A revolution can be neither made nor stopped. The only thing that can be done is for one of several of its children to give it a direction by dint of victories. Napoleon Bonaparte

The thing that George W. Bush and his cronies never seemed to understand is that you can not impose democracy on people. Democracy is kind of like quitting smoking or any other drug or vice - it won't work unless *YOU* really want it. It takes hard work and effort to put in place and even more work to defend from those who look to undermine it at every turn. If the group in question is not ready and willing to fight and die for their freedom then it will never last - if it's ever even really in place to begin with.

That's not what is happening in Iran though. This isn't a foreign body stepping in and trying to impose their will on another country. This is a people deciding for themselves that enough is enough, that they will not allow their voices to be silenced. They want this for themselves and are now repeating what American colonists did in 1775 and the French in 1789. They are taking their country back, refusing to allow their corrupt government to enforce it's will.

If democracy is ever really going to take root in the Middle East, this is what it needs. The ripple effect of an influential Middle Eastern nation stepping up and demanding freedom by themselves, without Western intervention, would be immeasurable. Going into a nation, ousting the current regime, and installing your own form of government tastes too much like occupation. It is not a means that can be used to spread freedom. Freedom must spread itself as it is in Iran and it acts as a wave, once it has garnered sufficient momentum nothing can stop it.
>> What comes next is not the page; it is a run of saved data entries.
PR #2603, opened 2020-05-19
services/horizon/verify-range: Pre-check hash of db dumps before diffing them

2opremio:
<details>
  
### PR Structure

  otherwise).
  packages.

### Thoroughness

### Release planning

</details>

### What

Compare the hash of DB dumps before running `diff`ing them (if they have the same hash, there is nothing to diff).

### Why

We have seen the `verify-range` container getting killed because of `diff`. DB dumps are expected to be equal (unless a problem is found). So, as a workaround, we hash-compare the dumps, in the hope of not needing to run diff.

### Known limitations

`diff` will still be killed if we consume too much memory. But at least:

1. We will know there is a difference before running it
2. The container won't get killed if there is no difference


2opremio:
I tested this by running: `docker run -ti -e BRANCH=release-horizon-v1.3.0 -e BATCH_START_LEDGER=1 -e BATCH_SIZE=64 -e VERIFY_HISTORY=true -e AWS_BATCH_JOB_ARRAY_INDEX=0 verify-range`

services/horizon/docker/verify-range/stellar-core.cfg
```diff
@@ -1,4 +1,3 @@
-SUPPORTED_META_VERSION=2
```
2opremio, line 1: newer versions of core don't seem to support this

Issue #2578, opened 2020-05-11
Use structs when appending rows to a BatchInsertBuilder


tamirms:
Most of the Horizon ingestion uses a pattern where a bunch of rows are inserted into a table using  a `BatchInsertBuilder`. For example, the `TransactionProcessor` uses a `TransactionBatchInsertBuilder` to record all the transactions for a given ledger in the `history_transactions` table in the Horizon DB.

`TransactionBatchInsertBuilder` is a wrapper around `BatchInsertBuilder` which ultimately calls `Row()` to append a transaction to the current batch:

```golang
// Row adds a new row to the batch. All rows must have exactly the same columns
// (map keys). Otherwise, error will be returned. Please note that rows are not
// added one by one but in batches when `Exec` is called (or `MaxBatchSize` is
// reached).
func (b *BatchInsertBuilder) Row(row map[string]interface{}) error 
```

`map[string]interface{}` isn't an ideal representation for a row because there aren't any guarantees provided by the type system that two `map[string]interface{}` values have the same length and the same set of keys.

In https://github.com/stellar/go/pull/2562 , we had to fix an issue where a `TransactionBatchInsertBuilder` was calling `Row()` on two `map[string]interface{}` values which were not consistent with each other. This manifested in a runtime error which blocked ingestion.

If we can pass `history.Transaction` instances to `Row()` instead of a `map[string]interface{}` values, we can know that all row values will have the same number of columns and the same set of column names. This would make ingestion more robust to the kind of bug we had to fix in https://github.com/stellar/go/pull/2562 .

If we use the following signature `func (b *BatchInsertBuilder) Row(row 
interface{}) error` we can use reflection to extract all the columns by looking at all struct fields with the `db` tag.

bartekn:
Let's keep this open to apply this change to other batch inserters.

ire-and-curses:
What are the remaining batch inserters? Let's list them here so it's easy to pick this up and work on.

bartekn:
I think I found all of them:

- [ ] `AccountsBatchInsertBuilder`
- [ ] `AccountSignersBatchInsertBuilder`
- [ ] `AccountDataBatchInsertBuilder`
- [ ] `OffersBatchInsertBuilder`
- [ ] `TrustLinesBatchInsertBuilder`
- [ ] `EffectsBatchInsertBuilder`
- [ ] `OperationBatchInsertBuilder`
- [ ] `OperationParticipantBatchInsertBuilder`
[...]

PR #2604, opened 2020-05-19
support/db: Add RowStruct() to BatchInsertBuilder

tamirms:
<details>
  
### PR Structure

  otherwise).
  packages.

### Thoroughness

### Release planning

</details>

### What

Close https://github.com/stellar/go/issues/2578

* Add `RowStruct()` to BatchInsertBuilder which allows you to pass in a struct representation of a row instead of a `map[string]interface{}` value.
* Update transaction builder to use `RowStruct()` instead of `Row()`

### Why

`map[string]interface{}` isn't an ideal representation for a row because there aren't any guarantees provided by the type system that two `map[string]interface{}` values have the same length and the same set of keys.

In https://github.com/stellar/go/pull/2562 , we had to fix an issue where a `TransactionBatchInsertBuilder` was calling `Row()` on two `map[string]interface{}` values which were not consistent with each other. This manifested in a runtime error which blocked ingestion.

If we can pass `history.Transaction` instances to `Row()` instead of a `map[string]interface{}` values, we can know that all row values will have the same number of columns and the same set of column names. This would make ingestion more robust to the kind of bug we had to fix in https://github.com/stellar/go/pull/2562 .

### Known limitations

[N/A]


services/horizon/internal/db2/history/transaction_batch_insert_builder.go
```diff
@@ -130,61 +130,88 @@ func memo(transaction io.LedgerTransaction) null.String {
 	return null.NewString(value, valid)
 }
 
-func transactionToMap(transaction io.LedgerTransaction, sequence uint32) (map[string]interface{}, error) {
+type transactionRow struct {
```
bartekn, line 133: I wonder if we can reuse `db2.history.Transaction` for inserts? This would require more work (ex. in `resourceadapter` package and figuring out `sqx.StringArray`) but would remove code duplication: when adding/changing a new field we need to update more than one place.

services/horizon/internal/db2/history/transaction_batch_insert_builder.go
```diff
@@ -43,12 +43,12 @@ func (q *Q) NewTransactionBatchInsertBuilder(maxBatchSize int) TransactionBatchI
 
 // Add adds a new transaction to the batch
 func (i *transactionBatchInsertBuilder) Add(transaction io.LedgerTransaction, sequence uint32) error {
```
bartekn, line 45: Definitely not in a scope in this PR but maybe you want to work on this. This is an issue I introduced, I think using `io.LedgerTransaction` here breaks a separation of concerns because if (for whatever reason) we decide to insert transactions from outside `ingest` package, we would need to import `ingest/io` to be able to do so. Also, whoever is working on `db2/history` should not need to understand how `io.LedgerTransaction` work.

In short: this method should accept `db2/history.Transaction` (or another struct used for inserts) instead of `io.LedgerTransaction`.

services/horizon/internal/db2/history/transaction_batch_insert_builder.go
tamirms: I looked into this and I couldn't find a clean way of doing it. The SQL query to read transactions joins from the `history_ledgers` table to get the ledger close time which is written to the `LedgerCloseTime` attribute of the `Transaction` struct. When inserting transactions we want to exclude `LedgerCloseTime`.

bartekn: What about something like this:
```go
// Used for inserts
type TransactionWithoutLedger struct {
	TotalOrderID
	TransactionHash      string      `db:"transaction_hash"`
	LedgerSequence       int32       `db:"ledger_sequence"`
	// ...
}

// Transaction is a row of data from the `history_transactions` table
type Transaction struct {
	LedgerCloseTime time.Time `db:"ledger_close_time"`
	TransactionWithoutLedger
}
```
I wasn't sure if `db` tags would be correctly handled but I checked it locally and it works.

Sorry for slowing down the merge but I think it would be really great to avoid duplicating transaction struct.

services/horizon/internal/db2/history/transaction_batch_insert_builder.go
```diff
@@ -130,61 +150,97 @@ func memo(transaction io.LedgerTransaction) null.String {
...
+	MemoType             string              `db:"memo_type"`
+	Memo                 null.String         `db:"memo"`
+	TimeBounds           pgtype.Int8range    `db:"time_bounds"`
+	CreatedAt            time.Time           `db:"created_at"`
+	UpdatedAt            time.Time           `db:"updated_at"`
+	Successful           bool                `db:"successful"`
+	FeeAccount           null.String         `db:"fee_account"`
+	InnerTransactionHash null.String         `db:"inner_transaction_hash"`
+	NewMaxFee            null.Int            `db:"new_max_fee"`
+	InnerSignatures      pgtype.VarcharArray `db:"inner_signatures"`
```
bartekn, line 177: It looks we use only two types from `pgtype`. Do you think we could implement our own type with that implements `driver.Valuer` and `sql.Scanner` interfaces?

I can see two advantages of doing so. First, we actually import/update ~40 packages and we should check them from security perspective. Second, we should stop using `Int8range` for storing time bounds at some point in the future. Time bounds are using `uint64` which is not supported by postgres. We actually have the special case in the code (`maxTime > math.MaxInt64`) that overrides max time in case of an overflow and by doing so we present invalid data.

tamirms: @bartekn I have updated the PR to remove the dependency on `pgtype`

PR #2612, opened 2020-05-20
all: Revert SEP23 (Muxed Account strkeys)

2opremio:
<details>
  
### PR Structure

  otherwise).
  packages.

### Thoroughness

### Release planning

</details>

### What

This change completely removes support for M-strkeys ([SEP23](https://github.com/stellar/stellar-protocol/blob/master/ecosystem/sep-0023.md)), introduced in #2491 

After this change:

1. There is no way for users of the Go SDK to create or parse M-strkeys.  In
   particular they cannot provide M-strkeys to create a transaction and in order
   to get the strkey of `MuxedAccount` they first need to transform it to an
   `AccountId` leading to a G-strkey (i.e.  the memo id being is dropped).

2. Users **can** still tinker with `MuxedAccounts` in the XDR representation
   of transactions (using the generated code in the `xdr` package).

### Why

We don't want to encourage users to store M-strkeys, since SEP 23 is still a draft.

### Known limitations

We still need to do the same for all the other SDKs

NOTE: To make sure there are no further communication confusions regarding this, I won't be merging this until I get an explicit approval from @MonsieurNicolas and @tomerweller


txnbuild/transaction.go
```diff
@@ -851,11 +846,8 @@ func ReadChallengeTx(challengeTx, serverAccountID, network string) (tx *Transact
 		return tx, clientAccountID, errors.New("challenge cannot be a fee bump transaction")
 	}
 
-	// Enforce no muxed accounts (at least until we understand their impact)
```
tamirms, line 854: I think we should still have this check because we do not expect anyone to use a muxed account here and I think we should return an error in this case

2opremio: I will see what I can do without using strkeys.

2opremio: Done

tomerweller:
LGTM. Thanks for the quick turnaround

That is why President Barrack Obama's response to the situation has been absolutely picture perfect. The most damaging thing he could possibly do to this movement in Iran would be to come out in support of it. Giving the government a way to tie this movement to Western ideology, particularly American ideology, would be disastrous to the protesters and what they stand for. They've already made every attempt to tie the movement with the West in any way possible, their failure to do so is the only reason it has gained the traction it has. It would only serve to unite the hard-liners in the same way that the election controversy united the people we're watching fight for their lives right now. An official White House statement saying anything to the tune of "we stand behind these protesters and their quest to overthrow the Iranian regime" would give the current government all the ammo they need to say "Look! This is just another attempt by the Americans to interfere in our affairs and destroy Islam!" Obama has played his hand perfectly. Express your support for freedom and human rights but don't give the government a way to tie the protesters to the United States.

On a related note - I'd like to take a brief moment to express my utter disdain for the politicians and pundits who are trying to politicize this situation and use it as a means to attack Obama. In this moment in time I truly wish there was a hell for you to burn in for attempting to use the blood of others to increase your own exposure and push your own agenda. You are lowlifes of the worst variety and you disgust me. That is all.

"New Media" Gets It's Close-Up

I forget the exact quote or who it was that said it but I remember reading a quote a while ago. It was something along the lines of "the greatest threat to the tyrants of the world is not the army coming over the hill but the kid in glasses programming computers." Watching this incredible story play itself out on Twitter showed the world exactly why. The Iranian government has made every attempt possible to shut the curtains around the world so they can put this protest down by whatever means they deem necessary. The power of the internet has not allowed that to happen. They can not silence the voices of their people and they can not prevent the world from watching what unfolds.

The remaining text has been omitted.